Whatever political affiliation you hold close to your heart, I think most of us can agree that Canadians are dissatisfied in one way or another. Beyond partisan bickering, the average Canadian is struggling more to make ends meet and simply get by.
While Prime Minister Mark Carney is enjoying comparable popularity here at home and abroad, if his more centrist approach to most things doesn’t bear fruit in the next couple of years – assuming, of course, that a Majority Government will be in sight before too long – momentum is going to go one of two ways: back to the Conservatives, or potentially a new path.
This is something that Sunday’s victor, Avi Lewis, seems to recognize.
“Canadians are living on the edge,” he said following his decisive victory. “We’re under economic attack from the US. While Donald Trump stomps around the globe grabbing foreign leaders and oil fields and starting wars he has no idea how to stop. And at the kitchen table in Canada, there’s an even bigger crisis. The everyday emergency of just trying to get by in an impossible economy. Whether you’re on a single salary, hustling with multiple gig jobs, or taking care of loved ones, working hard no longer earns you a living. I know every politician says they feel your pain.
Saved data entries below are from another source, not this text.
PR #1911, opened 2026-08-21
docs(testing): split TESTING.md into doctrine plus three reference pages

ksharma-xyz:
## What

Splits `TESTING.md` into an entry point plus three reference pages, and fixes the places where
the testing docs had drifted away from what the build actually does.

Docs only: no production or test code changes.

## Changes

- `TESTING.md` keeps the doctrine and becomes the entry point; the detail moves to three pages
  under `docs/testing/`:
  - `LAYERS.md` — what each test layer is for: unit, Compose interaction, flow, snapshot, iOS,
    and end-to-end.
  - `GUARDS.md` — every custom detekt rule and guard test, the ratchet contract they share, the
    Gradle verification tasks, `scripts/check_layout_invariants.py`, and where each `config/`
    file is consumed. There was no single place that listed these, so the usual way to discover a
    guard was to have it fail.
  - `COVERAGE.md` — what the number measures, what is excluded and why, which modules are in the
    aggregate, and what coverage is allowed to gate.
- Drift fixed:
  - `CLAUDE.md` listed three modules as having `withHostTest {}`. It is now most of them, so the
    list is replaced with the `grep` that answers the question, plus a note that `verifyTestWiring`
    fails the build for a module with test sources and no host-test task. A stale list here is
    worse than no list, because it reads as exhaustive.
  - The iOS lane tables described tasks that no longer match the build.
  - The snapshot-mechanism description no longer claimed behaviour the current setup does not have.

## Why this is over 500 lines

It is a restructure: `TESTING.md` loses 373 lines and the three new pages absorb them plus the
material that was previously nowhere. Splitting the split across PRs would mean landing a
`TESTING.md` that points at pages that do not exist yet, or pages nothing links to. The diff is
large but almost entirely moved and reorganised prose.

## Testing

- `./gradlew :composeApp:testAndroidHostTest --continue` green, which is what runs
  `LearningLogActionsTest` over `docs/`
- `python3 scripts/check_layout_invariants.py` and `check_stale_assumptions.py` both clean

### DIFF
--- a/CLAUDE.md
+++ b/CLAUDE.md
@@ -38,12 +38,24 @@ file" section for the exact row format before adding one.
 
 Modules use KMP `androidLibrary { withHostTest {} }` — this creates `testAndroidHostTest`, not the standard AGP task name.
 
-Modules that have `withHostTest {}` enabled:
-- `feature/trip-planner/ui`
-- `feature/track/ui`
-- `feature/track/state`
+**Most modules have `withHostTest {}` now** — roughly half the build files in the repo, and every
+module that owns a test suite. Do not keep a list here; it goes stale. Check the module's own
+`build.gradle.kts`, or:
 
-If a module is missing `testAndroidHostTest`, add `withHostTest {}` inside its `androidLibrary {}` block in `build.gradle.kts`.
+```sh
+grep -rl "withHostTest" --include=build.gradle.kts .
+```
+
+If a module is missing `testAndroidHostTest`, add `withHostTest {}` inside its `androidLibrary {}`
+block in `build.gradle.kts`. You will not have to notice this yourself: `verifyTestWiring` fails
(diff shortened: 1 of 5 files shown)


ksharma-xyz:
* **#1912** <a href="https://app.graphite.com/github/pr/ksharma-xyz/KRAIL/1912?utm_source=stack-comment-icon" target="_blank">Graphite</a>
* **#1911** <a href="https://app.graphite.com/github/pr/ksharma-xyz/KRAIL/1911?utm_source=stack-comment-icon" target="_blank">Graphite</a> 👈 <a href="https://app.graphite.com/github/pr/ksharma-xyz/KRAIL/1911?utm_source=stack-comment-view-in-graphite" target="_blank">(View in Graphite)</a>
* `main`


<h2></h2>

PR #1912, opened 2026-08-21
build(coverage): measure the whole repo, exclude what execution cannot prove

ksharma-xyz:
## What

Makes the coverage number mean something: measures the whole repo instead of a handful of
modules, excludes the code where execution is not evidence of testing, deletes verified-dead code
rather than counting it as untested, and adds floors that fail the build on a regression.

Merged line coverage after this change is **63.48%**, measured across 26 registered modules.

### Kover wiring moves into the convention plugin

- `Coverage.kt` applies Kover to every module with production sources and registers it into the
  root aggregate, so `koverHtmlReport` at the root produces one merged report instead of per-module
  ones nobody reads. The list of measured modules is derived from the build rather than
  hand-maintained; 26 modules are now in the aggregate.
- `:core:testing` is skipped: its production code *is* test infrastructure, so a number for it says
  nothing about the app.
- Coverage is host-only. Kover instruments JVM bytecode, so it measures `testAndroidHostTest` and
  has nothing to say about `iosSimulatorArm64Test`; Kotlin/Native is not supported upstream.

### What is excluded, and why

- `@Composable` functions and `ComposableSingletons*`. A Composable is executed by any snapshot
  test that renders it, marking every line covered while asserting nothing beyond "it did not
  crash". Counting them makes the number rise when a preview is added rather than when behaviour
  is checked. What stays measured is code where a wrong branch is a bug you can assert on:
  reducers, mappers, repositories, ranking, date handling.
- Codegen: SQLDelight output, Wire proto classes, `BuildKonfig`, Compose Resources accessors.
- Declarations rather than logic: Koin module blocks, `expect`/`actual` wrappers around Android
  SDK services a host test cannot drive, and the generated members on the `AnalyticsEvent` sealed
  hierarchy.

### SQLDelight codegen package rename

- Generated queries and table classes move to `xyz.ksharma.krail.sandook.db`. They previously
  shared `xyz.ksharma.krail.sandook` with the hand-written repositories, so no package filter could
  separate them and all but one generated file counted as covered production code. The repositories
  above them stay measured. 131 mechanical lines: import updates and `.sq` file moves.

### Dead code deleted

- 901 lines of unreferenced UI removed (`NswTransportLineContrastPreview`, `LineBadgeChip`,
  `TransportModeLineBadge`, `DepartureBoardExt`, `TimePicker`, `FestivalType`, and the snapshot
  goldens for them). Verified unreferenced before deletion. Deleting untested code is the honest
  alternative to reporting it as a coverage gap forever.

### Floors

- Merged line coverage floor 61, plus per-module floors for `:feature:departures:ui` 87,
  `:feature:track:ui` 82 and `:core:date-time` 68 — each set two points under what it currently
  measures (89.12 / 84.54 / 70.27, measured 2026-08-21). They catch a regression such as a deleted
  suite or a large untested surface landing; they are not targets.
- Raising one is a deliberate act in its own commit quoting the new measurement; lowering one
  requires saying what was given up.
- `koverVerify` runs in the code-quality workflow alongside the report.
  `warningInsteadOfFailure` is deliberately not set: a floor that only warns is a comment.
- The HTML report now uploads whenever the step ran, including when `koverVerify` failed, since
  that is exactly the run where someone needs it to see which module lost coverage.

### Codecov

- `codecov.yml` checked in, explicitly informational: nothing there blocks a merge, because a
  second gate computing coverage differently from Kover produces arguments rather than tests. It
  carries a 0.5% drift threshold and adjusts the base for removals, so deleting dead code does not
  register as a win.

### Maestro lanes

- The PR smoke lane keeps `01-launch-home` and `02-plan-trip`; `03-rotation-sweep` moves to the
  nightly lane. The lane retries once (`MAESTRO_RETRIES=1`), matching the iOS leg, and the script
  clears logcat itself before each attempt.

## Why this is over 500 lines

It is net deletion: 535 insertions against 1094 deletions. The bulk is the 901 dead lines plus 131
mechanical lines of the SQLDelight package move. Splitting it would mean landing exclusion filters
that reference a package that does not exist yet, or floors measured against a tree that still
contains the dead code.

## Testing

- `./gradlew testAndroidHostTest --continue` green across all modules (33 host-test tasks)
- `./gradlew koverVerify --rerun-tasks` green — forced a real run rather than trusting the cache,
  and confirmed no floor violations
- `./gradlew koverLog` reports merged line coverage 63.48% against the floor of 61
- `./gradlew detekt --continue` green, no autocorrections
- `actionlint` clean on all three touched workflows (only pre-existing SC2086 notes in untouched
  `run:` blocks)


ksharma-xyz:
* **#1912** <a href="https://app.graphite.com/github/pr/ksharma-xyz/KRAIL/1912?utm_source=stack-comment-icon" target="_blank">Graphite</a> 👈 <a href="https://app.graphite.com/github/pr/ksharma-xyz/KRAIL/1912?utm_source=stack-comment-view-in-graphite" target="_blank">(View in Graphite)</a>
* **#1911** <a href="https://app.graphite.com/github/pr/ksharma-xyz/KRAIL/1911?utm_source=stack-comment-icon" target="_blank">Graphite</a>
* `main`


<h2></h2>

PR #1919, opened 2026-08-21
ci(maestro): hide emulator error dialogs so an ANR cannot eat every tap

ksharma-xyz:
## What

Sets `hide_error_dialogs` on the CI emulator so a system-app ANR dialog can no longer block the Maestro flows.

## Changes

- `maestro-pr-smoke.yml`, `maestro-nightly.yml`: `adb shell settings put global hide_error_dialogs 1` before running flows, alongside the existing animation-scale settings.

## Why

The smoke lane has been failing on most recent runs, both flows on their first assertion (`savedtrips.screen` never visible). The uploaded debug artifact shows the app healthy on the intro carousel with a "Pixel Launcher isn't responding" ANR dialog on top; the dialog is also present in the captured view hierarchy at the failing step. Taps aimed at `intro.action.primary` hit the dialog instead, so the carousel never advances and the home-screen wait times out. The launcher ANR depends on runner load, which made the lane look flaky rather than broken.

No signal is lost by hiding error dialogs: no flow asserts on them, real crashes are caught by the `FATAL EXCEPTION` logcat check in `run-flows.sh` (which reads the log, not the screen), and the runtime-permission dialogs driven by `06-permissions-denied` are a different dialog class and unaffected.

## Testing

- `actionlint` on both files: no new findings (pre-existing info-level SC2086 on untouched lines only).
- The smoke run on this PR itself is the real verification.

https://claude.ai/code/session_015CtZiJyHCYoNgULXRfPH9W

### DIFF
--- a/.github/workflows/maestro-nightly.yml
+++ b/.github/workflows/maestro-nightly.yml
@@ -97,13 +97,17 @@ jobs:
           # MAESTRO_RETRIES is a same-line prefix rather than an export — this
           # lane retries once, matching the iOS leg below. The script clears
           # logcat itself before each attempt.
-          # hide_error_dialogs: see maestro-pr-smoke.yml — a system app ANR
-          # ("Pixel Launcher isn't responding") otherwise parks a dialog over
-          # the app and steals every tap. Hides error dialogs only; the
-          # permission dialogs 06-permissions-denied drives are unaffected.
+          # hide_error_dialogs + launcher force-stop: see maestro-pr-smoke.yml —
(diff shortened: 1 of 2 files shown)


ksharma-xyz:
* **#1919** <a href="https://app.graphite.com/github/pr/ksharma-xyz/KRAIL/1919?utm_source=stack-comment-icon" target="_blank">Graphite</a> 👈 <a href="https://app.graphite.com/github/pr/ksharma-xyz/KRAIL/1919?utm_source=stack-comment-view-in-graphite" target="_blank">(View in Graphite)</a>
* `main`


<h2></h2>

Issue #1915, opened 2026-08-21
ModalBottomSheet loses its state on Activity recreation


ksharma-xyz:
Rotate (or theme-switch, or font-size change) with any ModalBottomSheet open and it closes. Cause: the sheet's Dialog fires onDismissRequest while being disposed during recreation, the caller's dismiss handler runs, and the host state is nulled as if the rider closed it.

Affects every sheet wired this way: service alerts, date-time selector, stop-details sheet, map options.

Notes from the investigation (fix/remember-saveable-ui-state work):
- rememberSaveable on the host state is necessary but not sufficient; the dismiss callback nulls it after restore
- StateRestorationTester cannot reproduce this (it never builds the dialog window); only device/emulator shows it
- Proven by re-tapping the same stop after a theme switch: one tap reopened the sheet, impossible if state had survived

Fix shape: one shared pattern that distinguishes user-initiated dismissal from disposal-during-recreation (e.g. only clear state when the sheet is dismissed while the lifecycle is RESUMED, or gate the callback on a saveable token), applied to all sheets, pinned by an emulator-verified check since host tests cannot see it. TimeTableEntry also has a dual-pane call-site hoist that was built and reverted because this defect masks its benefit; land it in the same pass.

ksharma-xyz:
## Investigation: the stated cause does not reproduce

Measured on an emulator (API 36) with a probe build that logged every `onDismissRequest` together with the lifecycle state and a stack trace:

- Rotating with a sheet open logged **no** `onDismissRequest` at all. The date-time selector sheet, whose visibility flag is already `rememberSaveable`, came back on screen after the rotation.
- The only `onDismissRequest` recorded in the whole session came from `ModalBottomSheet.kt:157` (`animateToDismiss`) at lifecycle `RESUMED`, i.e. a scrim tap.

So the dialog is not clearing the state during disposal. What actually closed sheets was ordinary lost state, plus one callback nobody suspected:

1. `SearchStopMap` and `JourneyMap` held the open stop in a plain `remember`.
2. `MapOptionsBottomSheet` held the rider's unsaved radius/mode/toggle edits in a plain `remember`, on a sheet that itself stays open, so the edits reverted under an unchanged-looking sheet.
3. `SearchStopScreen` switched from map back to list on any text-field callback. The field re-emits its restored text when the Activity is recreated, and that read as typing, so a configuration change took the rider off the map and the sheet with it.

[...]

PR #1922, opened 2026-08-21
fix(trip-planner): keep map stop sheets and pending map options across recreation

ksharma-xyz:
## What

Keeps the map stop-details sheets and the map options sheet's unsaved edits alive when the Activity is recreated, and stops the search screen dropping the rider back to the list on a configuration change.

## Changes

- `SearchStopMap.kt` and `JourneyMap.kt`: which stop's sheet is open is now a `rememberSaveable` stop id, resolved back to the feature from the map state the ViewModel still holds. That is the same lookup the map layer already does for a tap, so a stop that has left the displayed set leaves the sheet closed, which is the reset the old `remember(mapState)` key gave. Held in a plain `remember`, the sheet closed itself on every dark/light switch and font-size change.
- `MapOptionsBottomSheet.kt`: pending radius, mode set and toggles are saveable, with a `Saver` storing the mode set as its list of product-class ids. The sheet already stayed open across recreation, so the rider's unsaved edits reverted under a sheet that looked untouched.
- `SearchStopScreen.kt`: the map-to-list switch now ignores a text callback carrying unchanged text. The field re-emits its restored value when the Activity is recreated, and taking that for typing put the rider on the list on every configuration change, taking any open sheet with it. The comment above this call already recorded the same trap for focus callbacks. Extracted as `searchTextChangeHandler` so `SearchStopScreenSinglePane` stays under the cyclomatic limit; `rememberStopForSheet` extracted from `MapContent` for the same reason.
- `MapOptionsSheetRestoreTest`: new. Asserts what Save commits after recreation rather than which chip draws selected, since the committed value is what the rider loses. Verified to fail when the fix is reverted.
- `TimeTableStopSheetRestoreTest`: KDoc corrected. It stated as fact that `ModalBottomSheet` fires `onDismissRequest` while its dialog is disposed during recreation. A probe build logging every `onDismissRequest` with its lifecycle state recorded none at all across a rotation, and the sheets whose visibility flag was already saveable came back on screen. The only dismissals recorded were scrim taps at `RESUMED`.
- `docs/learning/2026-08-21-sheet-closed-by-a-text-callback.md`: new entry covering the wrong theory, the probe that settled it, and the `adb shell input tap` artefact where the injected `ACTION_UP` lands on the dialog window the `ACTION_DOWN` created and dismisses the sheet as an outside touch.

Left open, tracked in #1915: on a phone, rotating swaps single pane for dual pane, which use different map composables, so no state inside either can carry an open sheet across that switch. Closing it means hoisting the selection above `AdaptiveScreenContent` and giving both panes the same sheet, the way `showMap` already is.

## Testing

- `./gradlew :feature:trip-planner:ui:testAndroidHostTest` and `:taj:testAndroidHostTest` green
- `./gradlew detekt --continue` green, nothing left auto-corrected
- Emulator (Pixel-class, API 36), on the final build: stop sheet on the search map, stop sheet on the journey map and the options sheet with an unsaved 5km pick all survive a dark-mode recreation; journey map also rotated portrait to landscape and back with the sheet open; `adb logcat` shows no `FATAL EXCEPTION`
- Before the fix, the same steps closed the sheet and returned the search screen to the recents list

## Snapshots

No visual change: this PR changes which state survives recreation, not what any screen draws. No goldens moved.

Part of #1915

### DIFF
--- a/docs/learning/2026-08-21-sheet-closed-by-a-text-callback.md
+++ b/docs/learning/2026-08-21-sheet-closed-by-a-text-callback.md
@@ -1,0 +1,75 @@
+# A bottom sheet that "the dialog dismissed itself" was closed by a text field
+
+**2026-08-21** · Search-stop map, journey map, map options · ~4 builds, 3 install cycles, one evening
+
+## Symptom
+
+Open a stop's details sheet on the search-stop map, switch the device to dark mode (or change
+font size), and the sheet is gone. The screen behind it is gone too: the map has been replaced
+by the recents list, as if the rider had never tapped "Select on map".
+
+## Root cause
+
+Three separate faults, none of them the one that had been written down.
+
+1. `SearchStopMap` and `JourneyMap` held which stop's sheet is open in a plain `remember`, so
+   Activity recreation dropped it. `MapOptionsBottomSheet` did the same with the rider's
+   unsaved radius/mode/toggle edits, on a sheet that itself stays open — so the edits reverted
+   under an unchanged-looking sheet.
+2. `SearchStopScreen` switched from map back to list on any text-field callback. The field
+   re-emits its restored value when the Activity is recreated, and that read as typing. The
+   comment right above it already recorded the same trap for focus callbacks; the value
+   callback had the same problem and was not covered.
+3. Phone portrait and landscape are different layouts (single pane vs dual pane) and use two
+   different map composables, so no `rememberSaveable` inside either can carry state across a
+   rotation. That one is still open — see the gap below.
+
+## Why it took so long
+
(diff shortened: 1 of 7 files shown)


ksharma-xyz:
* **#1922** <a href="https://app.graphite.com/github/pr/ksharma-xyz/KRAIL/1922?utm_source=stack-comment-icon" target="_blank">Graphite</a> 👈 <a href="https://app.graphite.com/github/pr/ksharma-xyz/KRAIL/1922?utm_source=stack-comment-view-in-graphite" target="_blank">(View in Graphite)</a>
* `main`


<h2></h2>

PR #1933, opened 2026-08-21
fix(ai-text): report one availability vocabulary from both platforms

ksharma-xyz:
## What

Both platform AI services reported unavailability in their own words, and both callers only understood the Android ones. Adds a shared vocabulary and maps each platform onto it.

## Changes

- `AiUnavailableReasons` in `core/ai-text` commonMain: `MODEL_DOWNLOADING`, `DEVICE_UNSUPPORTED`, `NEEDS_DEVICE_SETTING`, `CHECK_FAILED`. Modelled on the existing `SpeechUnavailableReasons`, which was added for the same class of bug.
- `AndroidAiTextService` maps ML Kit's `FeatureStatus` onto it. The raw status integer moves out of the reason string and into the log line, since the reason is a value callers compare against and a glued-on number broke every comparison.
- `AiTextBridge.swift` maps `SystemLanguageModel.Availability.UnavailableReason` cases explicitly instead of interpolating the enum into a string.
- `AlertSummaryViewModel.RETRIABLE_REASONS` held the same two raw ML Kit strings and had the same hole, so it reads the shared constants now.

Note that `modelNotReady` on iOS means the model is still downloading, which is retriable. Under the old string comparison it was classified alongside a device that can never run the model.

The `summarize` path keeps its silent-degradation contract; only the reason strings changed there.

## Testing

- `./gradlew testAndroidHostTest --continue` green, including `AlertSummaryViewModelTest` updated to the shared constants
- Verified on a physical Pixel 10 Pro: `checkExtractionAvailability -> Available`. On an emulator with no Gemini Nano, `FeatureStatus` 0 maps to `device_unsupported` as intended.

The Swift changes are compile-verified through the Kotlin/Native bridge only; Foundation Models availability branches cannot run on the simulator, which is an Apple platform restriction.

### DIFF
--- a/core/ai-text/src/androidMain/kotlin/xyz/ksharma/krail/core/aitext/AndroidAiTextService.kt
+++ b/core/ai-text/src/androidMain/kotlin/xyz/ksharma/krail/core/aitext/AndroidAiTextService.kt
@@ -17,6 +17,9 @@ import kotlinx.coroutines.flow.catch
 import kotlinx.coroutines.guava.await
 import kotlinx.coroutines.launch
 import kotlinx.serialization.json.Json
+import xyz.ksharma.krail.core.aitext.AiUnavailableReasons.CHECK_FAILED
+import xyz.ksharma.krail.core.aitext.AiUnavailableReasons.DEVICE_UNSUPPORTED
+import xyz.ksharma.krail.core.aitext.AiUnavailableReasons.MODEL_DOWNLOADING
 import xyz.ksharma.krail.core.log.log
 
 /**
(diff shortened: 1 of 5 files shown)


ksharma-xyz:
* **#1933** <a href="https://app.graphite.com/github/pr/ksharma-xyz/KRAIL/1933?utm_source=stack-comment-icon" target="_blank">Graphite</a> 👈 <a href="https://app.graphite.com/github/pr/ksharma-xyz/KRAIL/1933?utm_source=stack-comment-view-in-graphite" target="_blank">(View in Graphite)</a>
* `main`


<h2></h2>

And they claim to be outraged by the sky-high price of everything. But what they won’t talk about is why. An economy that’s rigged for the rich, leaving the vast majority of us behind.”
Taking aim at what he described as a “tiny group of billionaires who control every part of our economy” and politicians who will blame anyone but themselves for the issue, he said Canada was now at a crossroads.
“Our plan is to Trump-proof the economy by investing massively in Canadian economic independence, using the unmatched power of public ownership to ensure the fundamentals of a good life. A network of public providers for food, phones, and internet. A public housing developer and public construction companies to build millions of non-market homes. A 21st century electrical grid, an EV bus revolution, and a heat pump in every home, built with Canadian steel, creating tens of thousands of unionized jobs. Investing in the care economy as true nation-building. The education, health care, elder care, and child care that holds our social fabric together. And finishing [Tommy Douglas’] dream: eyes, teeth, mental health, medicine. They are all part of your health. They have to all be part of our universal public health care system….
“We’ve got to start winning now. We know we can live in a country built on a foundation of care and connection. Where you don’t have to fight every day just for the basics. Where hard work earns you a living and if you can’t work, you’re not abandoned. And where our kids know we are doing everything we can to protect the air and water and their right to a livable future. That is why the NDP is coming back. Because we know that a thriving world is possible and we know who is standing in our way. And there are way more of us than there are of them. We just have to find each other.”
Time will tell whether the NDP is indeed coming back, but what’s certain is it’s making a return – a return to the House of Commons, to hold leadership to account, and be a voice for its constituents. In a healthy democracy, that’s a big win.
It might be a tall order as Lewis works not only to engage Canadians but win over the party’s Provincial counterparts in Alberta and Saskatchewan without the benefit – yet – of a seat in the House of Commons, but, in this current climate, any underestimation of the party and where Canadians are at just might be a mistake.